- _Problem details_: If a line holds the word "when", copy it from the entries.

[Stored items]

• • • •

PR #815, opened 2016-08-01
[BACKLOG-9339] - 'Error parsing parameter information' when inputting…

Aliaksandr-Kastenka:
… invalid data in the text box parameter

Additional check added in order to avoid exception at this point: paramSelectedValue.toUpperCase().

### DIFF
--- a/package-res/resources/web/prompting/PromptPanel.js
+++ b/package-res/resources/web/prompting/PromptPanel.js
@@ -350,13 +350,20 @@ define(['cdf/lib/Base', 'cdf/Logger', 'dojo/number', 'dojo/i18n', 'common-ui/uti
           } else {
             switch (paramType) {
               case "java.lang.String": // Used upper case to eliminate UPPER() post-process formula influence on the strings comparison
-                return paramValue.toUpperCase() != paramSelectedValue.toUpperCase();
+                if(!_.isArray(paramSelectedValue)) {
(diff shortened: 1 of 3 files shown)


Aliaksandr-Kastenka:
@pamval 
Please review.

pamval:
@annapopova1 @afrjorge @krivera-pentaho please review this change

annapopova1:
Looks like this error can be happened not only for "java.lang.String" type because as inputs we have paramValue as string and paramSelectedValue as empty array. And after that we try fn toUpperCase for array. Probably for some cases we can have not empty array and as a result potential issue. Another potential case when we have paramSelectedValue as empty string and probably wrong comparison. 
IMO '_areParamsDifferent' function should have smarter logic to compare different types.
In addition will be better to have unit tests to cover possible changes.

Aliaksandr-Kastenka:
@annapopova1 
I checked other possible types of paramSelectedValue(Date and Number) and as far as I see everything works as expected. Added js-test to cover this change.

Aliaksandr-Kastenka:
@pamval 
Please review.

pamval:
@annapopova1 please review this pull request

annapopova1:
Sorry for so late response.
Now code looks good. But I can't say anything about ParameterValidator because I have not had experience of working with it.

PR #819, opened 2016-08-08
[CLEANUP] Linting Pentaho's Client Metadata Model and VizAPI with eslint

dcleao:
Played a bit with eslint. Configured it the best I could to match the linting and formatting rules we presently use in the Client metadata model and VizAPI (generally, the pentaho folder/namespace).

Linted a bit, as a consequence.


package-res/resources/web/pentaho/data/CellTuple.js
```diff
@@ -26,25 +26,29 @@ define([
...
-    //region IWithKey implementation
+    // region IWithKey implementation
     keyName:  "key",
 
     _key: null,
 
     get key() {
       var key = this._key;
-      if(key == null) key = this._key = this.map(function(cell) { return cell.key; }).join("~");
+      if(key == null)
```
nantunes: I would always enforce brackets. But if not, this is now much more dangerous than being in a single line.

dcleao: There's a rule about the maximum number of statements in a single line. I fixed that one, but should have added parenses as well. Anyway, I wouldn't go as far as qualifying it as "much more _dangerous_"...
Anyway, my goal with this PR is not to discuss the current rules — which would take time we don't currently have — but simply to configure the current rules in an ESLint file.

I deactivated the parens rule; currently, ESLint has no configuration that supports the current style. Interestingly, there is an active PR to add it to ESLint: https://github.com/eslint/eslint/issues/6141 (`"multi-or-nest"` plus not enforcing unncessary parens are not used).

dcleao:
Is there any impediment for merging this @pentaho/millenniumfalcon ?

package-res/resources/web/pentaho/data/CellTuple.js
mbatchelor: I'm with Nelson on this one. As a single-line statement, it's clear that you can't add another statement inside the if bit without adding the bracket.

dcleao: Added a commit to fix both the "number of statements in a line" rule and the "multiple line statements requires braces" rule.

PR #824, opened 2016-08-19
BACKLOG-8292 - DEV: update consuming projects if necessary

kolinus:
What was done:
changed modeler dependency


kolinus:
@rfellows modeler

rfellows:
inclusion of the gwt jar isn't required here. i'm working on modifying it

PR #826, opened 2016-08-26
[ANALYZER-3313] - Drag and drop don't work in a Measure or Calculated…

apratkin:
… Measure with name '


apratkin:
@rfellows could you please take a look?

PR #827, opened 2016-09-02
[PPP-3559] - Use of vulnerable component Angular.js 1.2.15 CVE-2015-0167

YuryBY:
@graimundo, @tmorgner, @mbatchelor, @rfellows, here is angular.js updating


lucboudreau:
@pamval Pedro, who needs to pitch in from your side on this review? This is a big upgrade.

PR #829, opened 2016-09-06
[BACKLOG-10019] Casting date and number values in google data tables.

dcleao:
Supporting Google "datetime" type as an alias to type "date"
Implemented an "as close as possible/needed" ECMA-262 v7 Date.parse in pentaho/util/date.
Changed pentaho/type/date to use the new cross-browser safe date parse function.

Related with https://github.com/pentaho/pentaho-det/pull/266.


dcleao:
Fixed duplicate member declaration I added that caused problems in stricter running environments (like PhantomJS of `ant test-js`).

dcleao:
Forced-push to make wingman run again.

PR #831, opened 2016-09-12
[BACKLOG-10029] - Transitioning from use of Agile-BI platform to supp…

rfellows:
…ort DET to the new pentaho-analyzer osgi feature.


pentaho-nbaker:
@rfellows , should we try getting Analyzer-OSGI working with the new API paths instead?

rfellows:
I assumed when i brought this up in the past, based on your reaction, that it wasn't worth the effort. now with half of these PR's merged, we need this one too.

• • • •

- _Exercise solution_:
[BACKLOG-9339] - 'Error parsing parameter information' when inputting…
Looks like this error can be happened not only for "java.lang.String" type because as inputs we have paramValue as string and paramSelectedValue as empty array. And after that we try fn toUpperCase for array. Probably for some cases we can have not empty array and as a result potential issue. Another potential case when we have paramSelectedValue as empty string and probably wrong comparison. 
I assumed when i brought this up in the past, based on your reaction, that it wasn't worth the effort. now with half of these PR's merged, we need this one too.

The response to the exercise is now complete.